**WHAT TO PRODUCE:**
Please tell how many of the lines below contain "LINKED", using only a number.

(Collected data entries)
- Opening Delimiter -

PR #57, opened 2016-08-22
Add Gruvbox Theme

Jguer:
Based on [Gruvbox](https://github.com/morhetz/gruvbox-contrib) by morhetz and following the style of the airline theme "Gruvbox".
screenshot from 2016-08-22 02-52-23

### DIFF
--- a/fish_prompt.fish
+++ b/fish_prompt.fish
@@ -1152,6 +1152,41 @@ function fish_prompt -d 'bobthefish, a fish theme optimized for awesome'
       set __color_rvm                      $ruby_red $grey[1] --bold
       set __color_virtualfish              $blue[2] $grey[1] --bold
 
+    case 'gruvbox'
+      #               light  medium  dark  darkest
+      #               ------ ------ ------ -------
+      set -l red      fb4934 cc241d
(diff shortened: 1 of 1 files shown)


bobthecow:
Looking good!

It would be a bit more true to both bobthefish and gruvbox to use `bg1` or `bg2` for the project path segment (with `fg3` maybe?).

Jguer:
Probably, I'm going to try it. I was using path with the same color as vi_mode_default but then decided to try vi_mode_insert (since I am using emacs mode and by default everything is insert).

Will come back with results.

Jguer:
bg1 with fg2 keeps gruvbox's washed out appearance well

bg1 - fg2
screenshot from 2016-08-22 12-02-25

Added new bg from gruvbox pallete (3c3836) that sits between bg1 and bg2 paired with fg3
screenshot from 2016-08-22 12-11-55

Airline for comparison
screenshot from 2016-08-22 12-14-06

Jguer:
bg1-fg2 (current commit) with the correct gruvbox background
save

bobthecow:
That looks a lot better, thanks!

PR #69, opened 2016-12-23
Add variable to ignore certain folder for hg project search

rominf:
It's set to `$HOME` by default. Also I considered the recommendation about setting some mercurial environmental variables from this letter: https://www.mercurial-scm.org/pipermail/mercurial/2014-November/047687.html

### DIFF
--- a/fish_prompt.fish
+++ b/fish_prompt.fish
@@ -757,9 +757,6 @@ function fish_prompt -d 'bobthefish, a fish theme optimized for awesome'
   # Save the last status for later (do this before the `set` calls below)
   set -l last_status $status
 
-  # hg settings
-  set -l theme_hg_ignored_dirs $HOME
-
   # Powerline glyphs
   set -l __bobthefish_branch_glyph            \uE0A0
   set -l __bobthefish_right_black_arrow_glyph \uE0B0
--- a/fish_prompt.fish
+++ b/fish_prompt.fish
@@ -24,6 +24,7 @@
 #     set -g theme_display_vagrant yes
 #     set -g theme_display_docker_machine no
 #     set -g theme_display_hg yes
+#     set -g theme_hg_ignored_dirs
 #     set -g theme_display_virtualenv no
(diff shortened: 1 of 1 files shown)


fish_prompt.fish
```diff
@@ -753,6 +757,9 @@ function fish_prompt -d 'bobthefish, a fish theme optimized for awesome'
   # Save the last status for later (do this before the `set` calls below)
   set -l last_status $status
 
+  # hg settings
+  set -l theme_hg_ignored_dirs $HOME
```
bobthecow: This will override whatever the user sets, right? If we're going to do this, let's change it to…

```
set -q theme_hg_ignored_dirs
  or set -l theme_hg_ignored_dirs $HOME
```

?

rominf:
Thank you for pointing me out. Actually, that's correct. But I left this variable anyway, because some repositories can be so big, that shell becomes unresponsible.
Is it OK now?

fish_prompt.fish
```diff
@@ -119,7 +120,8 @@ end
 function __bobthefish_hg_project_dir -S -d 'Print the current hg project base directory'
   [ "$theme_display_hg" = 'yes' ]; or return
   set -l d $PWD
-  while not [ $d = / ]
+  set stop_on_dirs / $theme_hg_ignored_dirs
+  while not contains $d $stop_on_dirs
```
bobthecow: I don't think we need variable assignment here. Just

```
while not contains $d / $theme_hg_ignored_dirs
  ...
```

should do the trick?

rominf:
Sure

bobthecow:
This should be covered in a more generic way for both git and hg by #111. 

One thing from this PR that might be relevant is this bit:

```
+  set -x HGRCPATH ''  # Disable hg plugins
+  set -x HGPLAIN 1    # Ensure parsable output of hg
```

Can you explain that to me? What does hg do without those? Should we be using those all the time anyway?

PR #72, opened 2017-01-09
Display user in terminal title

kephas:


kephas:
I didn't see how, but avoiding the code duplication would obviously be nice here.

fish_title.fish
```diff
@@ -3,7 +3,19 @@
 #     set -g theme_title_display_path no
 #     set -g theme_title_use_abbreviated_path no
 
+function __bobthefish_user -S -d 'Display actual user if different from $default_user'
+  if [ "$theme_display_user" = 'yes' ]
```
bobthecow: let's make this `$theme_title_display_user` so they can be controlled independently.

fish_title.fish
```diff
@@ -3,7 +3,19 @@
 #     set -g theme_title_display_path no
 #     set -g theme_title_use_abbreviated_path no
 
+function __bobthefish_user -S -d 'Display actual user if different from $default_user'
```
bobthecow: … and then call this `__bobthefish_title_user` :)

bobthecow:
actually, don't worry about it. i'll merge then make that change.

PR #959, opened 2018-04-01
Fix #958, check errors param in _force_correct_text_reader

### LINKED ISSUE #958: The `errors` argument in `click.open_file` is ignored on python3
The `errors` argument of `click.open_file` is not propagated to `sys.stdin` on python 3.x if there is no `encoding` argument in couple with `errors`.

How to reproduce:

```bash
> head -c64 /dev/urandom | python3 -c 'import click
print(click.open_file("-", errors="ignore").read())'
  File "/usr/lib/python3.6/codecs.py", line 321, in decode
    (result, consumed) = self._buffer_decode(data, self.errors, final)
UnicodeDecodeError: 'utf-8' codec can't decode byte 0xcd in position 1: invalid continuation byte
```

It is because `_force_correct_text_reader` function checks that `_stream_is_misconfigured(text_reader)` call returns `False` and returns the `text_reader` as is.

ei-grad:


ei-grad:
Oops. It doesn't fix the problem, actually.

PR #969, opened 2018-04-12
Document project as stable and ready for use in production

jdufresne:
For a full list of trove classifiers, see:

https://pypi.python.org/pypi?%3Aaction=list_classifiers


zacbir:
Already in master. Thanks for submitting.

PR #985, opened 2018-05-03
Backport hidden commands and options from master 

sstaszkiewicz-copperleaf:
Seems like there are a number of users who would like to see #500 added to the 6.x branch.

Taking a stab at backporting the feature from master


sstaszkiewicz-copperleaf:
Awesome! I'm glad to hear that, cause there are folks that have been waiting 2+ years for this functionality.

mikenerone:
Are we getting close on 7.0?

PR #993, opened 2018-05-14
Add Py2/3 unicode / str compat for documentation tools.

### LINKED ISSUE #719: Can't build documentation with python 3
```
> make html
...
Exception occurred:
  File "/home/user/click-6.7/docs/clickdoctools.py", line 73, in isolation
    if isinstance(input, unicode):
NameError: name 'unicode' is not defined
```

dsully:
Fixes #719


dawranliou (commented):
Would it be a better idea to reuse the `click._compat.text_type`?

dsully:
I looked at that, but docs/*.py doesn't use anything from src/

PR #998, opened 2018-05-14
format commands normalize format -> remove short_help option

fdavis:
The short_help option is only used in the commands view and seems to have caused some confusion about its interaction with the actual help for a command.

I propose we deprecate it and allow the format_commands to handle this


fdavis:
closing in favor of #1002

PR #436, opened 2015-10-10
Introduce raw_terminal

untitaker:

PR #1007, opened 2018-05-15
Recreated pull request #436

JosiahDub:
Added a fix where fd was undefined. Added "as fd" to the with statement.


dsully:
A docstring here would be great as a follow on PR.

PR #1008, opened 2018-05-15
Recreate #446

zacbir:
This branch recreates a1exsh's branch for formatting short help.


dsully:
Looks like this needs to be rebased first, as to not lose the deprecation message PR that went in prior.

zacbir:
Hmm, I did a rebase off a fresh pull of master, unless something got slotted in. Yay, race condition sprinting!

- Closing Delimiter -

**OUTPUT:**
2